Thiolated Silk and Chitosan Blended Hydrogels

Self-healing hydrogels have numerous biomedical applications such as wound healing, drug delivery, and tissue engineering. Thiol-silk hydrogels have been previously investigated due to the stability, durability, and high mechanical strength of silk. However, silk hydrogel scaffolding is brittle and limited in function in a 3D cell culture environment. Chitosan is a polysaccharide derived from chitin found in insect, shellfish, and crustacean exoskeletons. Chitosan has high antibacterial properties and hemostatic potential, but poor mechanical strength and low solubility at neutral pH. Blending chitosan with silk hydrogels is anticipated to improve the flexibility and mechanical properties over silk alone.
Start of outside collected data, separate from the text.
PR #1121, opened 2025-02-15
Fix vLLM v1 compatibility

Atry:
Don't delete model_executor if it does not exist, e.g. when VLLM_USE_V1 is set.

See https://docs.vllm.ai/en/stable/serving/env_vars.html and https://github.com/vllm-project/vllm/blob/main/vllm/v1/engine/llm_engine.py


plaguss (approved):

plaguss:
Thanks for the fix!

PR #1153, opened 2025-05-31
Exclude token from serialization

dameikle:
Based on #1129 from @sysradium this PR excludes all token field from serialization and adds a test

### DIFF
--- a/src/distilabel/utils/serialization.py
+++ b/src/distilabel/utils/serialization.py
@@ -194,7 +194,7 @@ class _Serializable:
         """
         # Any parameter named api_key will be excluded from the dump (those are supposed to be SecretStr anyway,
         # and will remove them afterwards)
-        dump = obj.model_dump(exclude="api_key", **kwargs)
+        dump = obj.model_dump(exclude=("api_key", "token"), **kwargs)
 
         # Check if any attribute in value within the `dump` is an `EnumType`,
         # as it needs a specific serialization.
--- a/src/distilabel/utils/serialization.py
+++ b/src/distilabel/utils/serialization.py
@@ -192,8 +192,8 @@ class _Serializable:
         Returns:
             A dictionary containing the serializable content of the class.
         """
-        # Any parameter named api_key will be excluded from the dump (those are supposed to be SecretStr anyway,
-        # and will remove them afterwards)
+        # Any parameter named api_key or token will be excluded from the dump
+        # (those are supposed to be SecretStr anyway, and will remove them afterwards)
         dump = obj.model_dump(exclude=("api_key", "token"), **kwargs)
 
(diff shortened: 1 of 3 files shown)


sysradium:
Cool. Hopefully that one gets merged :)

dameikle:
Hey @sysradium :wave: - Was getting ready to add a comment asking if you could check this was working for you? I've cherry-picked the commits to keep your contribution and authorship. Really good spot noticing this bug.

sysradium:
Just tested - all good, works for me.
Essentially here is one of the repos where I used it: https://github.com/sysradium/emojify-llm/blob/main/orpo/generate.py#L26
If you run here `.save()` then with your fix it successfully produces a file `distilabel-file.json`:
```json
{
  "cuda_devices": "auto",
  "disable_cuda_device_placement": false,
  "use_magpie_template": false,
  "magpie_pre_query_template": null,
  "generation_kwargs": {
    "temperature": 0.7,
    "max_new_tokens": 256
  },
  "use_offline_batch_generation": false,
  "offline_batch_generation_block_until_done": null,
  "jobs_ids": null,
  "model": "unsloth/Llama-3.2-3B-Instruct",
  "revision": "main",
  "torch_dtype": "auto",
  "trust_remote_code": false,
  "model_kwargs": null,
  "tokenizer": null,
  "use_fast": true,
  "chat_template": null,
  "device": null,
  "device_map": null,
  "structured_output": null,
  "type_info": {
    "module": "distilabel.models.llms.huggingface.transformers",
    "name": "TransformersLLM"
  }
}
```
Without a fix raises an exception:
image

dameikle:
Thanks @sysradium. Nice ORPO example in the repos too.

dameikle:
After all that @sysradium - I'm back to where you started as the dynamic detection had a decent performance hit. I'll work my way through and marked these as excluded in the definitions. Sorry for the detour!

sysradium:
> After all that @sysradium - I'm back to where you started as the dynamic detection had a decent performance hit. I'll work my way through and marked these as excluded in the definitions. Sorry for the detour! 

I had a similar problem. However I think even with the static option performance tests were failing every other time.

dameikle:
> > After all that @sysradium - I'm back to where you started as the dynamic detection had a decent performance hit. I'll work my way through and marked these as excluded in the definitions. Sorry for the detour!
> 
> I had a similar problem. However I think even with the static option performance tests were failing every other time.

I did wonder if adding a serializer like this would be enough:
```python
    @field_serializer('*', when_used='always', return_type=Any)
    def exclude_secretstr(self, value: Any, _info) -> Any:
        """Custom serializer that excludes SecretStr fields."""
        if isinstance(value, SecretStr):
            return "********"
        return value
```

PR #1166, opened 2025-10-01
bug: quality-scorer - Improve robustness of score 

CostantinoEsposito89:
The `format_output` method in `QualityScorer` previously parsed scores by splitting the LLM output by newlines and iterating. This approach was brittle and could fail if the LLM included reasoning, explanations, or extra newlines before the score list, causing valid scores to be missed.

This commit refactors the parsing logic to use `re.findall`. This robustly extracts all lines matching the score format from the entire output, regardless of their position.

Key improvements:
- Resilience: Correctly parses scores even when they are preceded by reasoning or other text from the LLM.
- Reliability: Ensures the `scores` list is correctly padded with `None` if fewer scores are found than expected, maintaining a consistent output shape.

### DIFF
--- a/src/distilabel/steps/tasks/quality_scorer.py
+++ b/src/distilabel/steps/tasks/quality_scorer.py
@@ -187,7 +187,7 @@ class QualityScorer(Task):
         return ["scores", "model_name"]
 
     def format_output(
-            self, output: Union[str, None], input: Dict[str, Any]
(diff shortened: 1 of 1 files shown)


dameikle:
Merged in develop via squash commit with updated tests:
https://github.com/argilla-io/distilabel/commit/7dc5f70edc358fa07d05cd671af4a25de98d0850

Thanks @CostantinoEsposito89 :bow:

PR #1177, opened 2026-04-18
fix(pipeline): preserve caller parameters on GeneratorStep during dry_run

### LINKED ISSUE #1137: [BUG] Parameters of generator step are ignored during dry_run
### Describe the bug

I found that the parameters assigned to `GeneratorStep` are ignored during `dry_run`, and only `batch_size` remains. This behavior seems incorrect, as it should preserve the existing parameters and adjust only the `batch_size`.

### To reproduce

1.  Configure a pipeline with a `GeneratorStep` that includes custom parameters.
2.  Run the pipeline in `dry_run` mode.
3.  Observe that the parameters assigned to the `GeneratorStep` are lost, and only `batch_size` is retained.

### Expected behavior

During `dry_run`, the parameters assigned to `GeneratorStep` should be preserved, and only the `batch_size` should be adjusted.

### Screenshots

_No response_

### Environment

- Distilabel Version [e.g. 1.0.0]:
- Python Version [e.g. 3.11]:

### Additional context

**Actual Behavior**

The parameters assigned to `GeneratorStep` are overwritten, leaving only the `batch_size`.

**Code Snippet**

The issue seems to originate from the following code snippet:

```python
for step_name in self.dag:
    step = self.dag.get_step(step_name)[constants.STEP_ATTR_NAME]

    if step.is_generator:
        if not parameters:
            parameters = {}
        parameters[step_name] = {"batch_size": batch_size}
```

This code is located at: [https://github.com/argilla-io/distilabel/blob/main/src/distilabel/pipeline/base.py#L438](https://github.com/argilla-io/distilabel/blob/main/src/distilabel/pipeline/base.py#L438)

**Proposed Solution**

Modify the code to preserve existing parameters and only update the `batch_size`

This change ensures that existing parameters are not overwritten and only the `batch_size` is updated.

SAY-5:
### Problem

`Pipeline.dry_run` walks every generator step in the DAG and assigns
its runtime parameters with a fresh dict:

```python
for step_name in self.dag:
    step = self.dag.get_step(step_name)[constants.STEP_ATTR_NAME]
    if step.is_generator:
        if not parameters:
            parameters = {}
        parameters[step_name] = {"batch_size": batch_size}
```

That wipes whatever the caller already placed in
`parameters[step_name]` for that step, so the dry-run executes with
only `batch_size` set and loses every other runtime parameter the
user configured on the `GeneratorStep`. Dry-run results then don't
match what the full `run` produces because the step is configured
differently. Reported in #1137.

### Fix

Merge `batch_size` into the caller's dict rather than replacing it:

```diff
- parameters[step_name] = {"batch_size": batch_size}
+ parameters.setdefault(step_name, {})["batch_size"] = batch_size
```

`setdefault` preserves any existing params the caller supplied and
creates an empty dict only when they didn't set anything for that
step. Happy path (no caller params for the generator) is unchanged.

Fixes #1137


SAY-5:
Done, base is now develop and I rebased on it so the diff is just the base.py change.

PR #1, opened 2020-05-06
Add initial version of multiple choice interactive and its authoring

pjanik:
[#172594435]
[#172103931]

This is the initial implementation of multiple-choice questions. It's functional, both runtime and authoring. Tests are in progress, I'll open a separate PR with them. But I thought it might be worth getting some feedback earlier.

Authoring demo: https://authoring.staging.concord.org/activities/20635/pages/307397/edit
Runtime demo: https://authoring.staging.concord.org/activities/20635/pages/307397

I've added `useLARAInteractiveAPI` hook that can be reused by more question types. I didn't try to add there all the features of Interactive API. I think it's pretty small and readable now, so other projects can just take it and extend it if necessary. I guess that if we try to handle every possible option that API offers, the code will get much bigger, we'll be returning tons of options, and so on. Not sure if it's worth it. Also, I think that it'll be difficult to understand some concepts without documentation anyway (e.g. linked interactives or global state). 

aspectRatio is a bit problematic. We can't guess aspect as it'll depend on number of choices or prompt length. And forcing authors to set it manually for every question seems annoying. So, the interactive tries to guess it itself and report back to LARA. Fortunately, LARA accepts subsequent calls to "supportedFeatures" fine. You can test it by adding more choices in authoring. We could more explicit API for it though.

I could use react-jsonschema-form even in the runtime - generate schema using an authored state. But it seems like overkill and it can make styling and specific/custom features more problematic long-term.


scytacki:
A quick initial comment based on your description above. Instead of aspect ratio I think it would work better if you used the 'height' option in the interactive api. I don't think we get this documented in the interactive api documentation site, but there is a way the interactive can ask to be a specific height instead of asking for an aspect ratio.

scytacki:
This could be a separate PR, but it looks like it doesn't handle reporting on the state at least in the LARA report: https://authoring.staging.concord.org/activities/20635/summary/c03256eb-cb47-4b44-b92d-284fce7233dc

pjanik:
@scytacki, thanks, I didn't know about height option. I'll check it.
I'm assuming that reporting is a separate story. I asked in PT story about the preferred approach, we can discuss it there.

src/multiple-choice/components/app.tsx
```diff
@@ -0,0 +1,34 @@
...
+
+  useEffect(() => {
+    // Measure the main app container on every re-render and update aspect ratio. Note that useLARAInteractiveAPI
+    // takes care of its updates and will notify LARA about it using iframe phone.
+    const width = container.current?.offsetWidth;
+    const height = container.current?.offsetHeight
+    if (width && width > 0 && height && height > 0) {
+      setAspectRatio(width / height);
+    }
+  });
```
scytacki, line 24: I guess since this useEffect doesn't have a list of dependencies it will run on every render. Will the `useRef` trigger a re-render if the interactive is embedded in a responsive layout page and the page is resized?

pjanik: Yes, this will run on every render. So, if some component is updated, user types, clicks, and so on. Usually, that's actions that cause size change (e.g. when the user adds a new choice in the form). It's a little heuristic, but I think that it should be working in most cases (a case where it won't work - user trying to resize textarea, as that doesn't trigger state change and rendering).

Re iframe resizing in the responsive layout - no, useRef doesn't monitor anything and doesn't trigger any renders. 

I thought this question would be used in the assessment block usually. But I think that interactive should always report its own aspect ratio and it shouldn't really care about size of the page or iframe. In this case - the question content aspect ratio. So, I don't think that page/iframe size should matter here. Even if the iframe is too small to display interactive completely and there're scroll bars, the aspect ratio will be reported correctly - I tested that and that's how it works while we're authoring and adding new choices. I guess for some milliseconds interactive is larger than LARA iframe, but interactive immediately sends new aspect ratio, LARA accepts that, and in the end we can see that height is increased and there're no scrollbars.

We could simply add document/window.resize handler here. But I think that page/window resize won't change the aspect ratio that we calculate (or at least shouldn't).

scytacki: Yeah it is an edge case that this would be added to the interactive box and thus affected by responsive layout. However we should handle it because it is possible.
If you switch to using height api instead of aspect ratio this will also simplify things.
But I suspect in either case the height or aspect ratio will want to change when the window is resized. For example a large prompt that spans multiple lines will reflow when the page is made more narrow or wide. So that should trigger a height or aspect ratio change.

scytacki: I made a test here to see what happens: https://authoring.staging.concord.org/activities/20598/pages/307321
It is interesting how the interactive starts to get shorter instead of longer as the page width is shrunk.  I guess that makes sense because the aspect ratio doesn't change so with less width there is less height too.

scytacki:
The new testing approach looks good to me.

scytacki:
This PR is getting big though so what do you think about merging it and starting another one for additional changes?

pjanik:
Sure. I merged reviewed testing into this one, but yea, it makes further reviews more difficult.

PR #2, opened 2020-05-07
Setup unit and integration/Cypress testing

pjanik:
1. Iframe-phone mock.
1. Unit testing (mostly hook).
1. wrapper.html - small page to wrap selected question-type in an iframe ane expose iframe-phone to window namespace.
1. Cypress tests using wrapper.html testing real-world iframe communication. I was thinking what approach would be the best for the integration test and this one is self-contained (we don't depend on real LARA instance) and I think it's testing integration quite well.


cypress/integration/multiple-choice.test.js
```diff
@@ -0,0 +1,124 @@
...
+      cy.getIframeBody().find("#root_choices_0_correct").click();
+      cy.getIframeBody().find(".btn-add").click();
+      cy.getIframeBody().find("#root_choices_1_content").clear();
+      cy.getIframeBody().find("#root_choices_1_content").type("Choice B", { force: true }).then(() => {
+        expect(receivedState.version).eql(1);
+        expect(receivedState.prompt).eql("Test prompt");
+        expect(receivedState.multipleAnswers).eql(true);
+        expect(receivedState.choices[0].content).eql("Choice A");
+        expect(receivedState.choices[0].correct).eql(true);
+        expect(receivedState.choices[1].content).eql("Choice B");
```
scytacki, line 119: My cypress is rusty. If receivedState hasn't been updated yet, and this expectation fails, will cypress automatically retry the whole block?  

I know it does that in some cases

pjanik: I think it re-runs cypress matchers like `.find` or `.get`. Not sure about these lines, but I doubt so, as it's just mocha/chai. So yes, I'm cheating here. I'm explicitly relying on the fact this promise is resolved later than iframe-phone message handler. I was testing that multiple times and it was consistent. But now I think I have an idea of how to do it better and more reliable. I'll test and push in the next commit.

pjanik:
@scytacki, I pushed a new commit. It extracts iframe-phone helpers and makes them more bulletproof. Now, Cypress will wait for the iframe-phone message if it's not available yet. I think it should be easier to use too.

The Murphy group previously developed a procedure for creating thiol-modified silk to form a hydrogel via disulfide crosslinking. Here, this strategy was adapted for chitosan, which should allow uniform crosslinking to occur between thiol-silk and thiol-chitosan. The addition of thiols to the polymers was monitored with 1H NMR spectroscopy. Other characterization techniques used were UV-Vis spectroscopy and rheology, which verified that the reaction occurred as expected and compared the properties of the combined hydrogels to the plain thiol silk or thiol chitosan gels. This work aims to produce a reproducible protocol that combines thiol-silk and thiol-chitosan into a more mechanically robust self-healing hydrogel than a gel comprised of either polymer alone.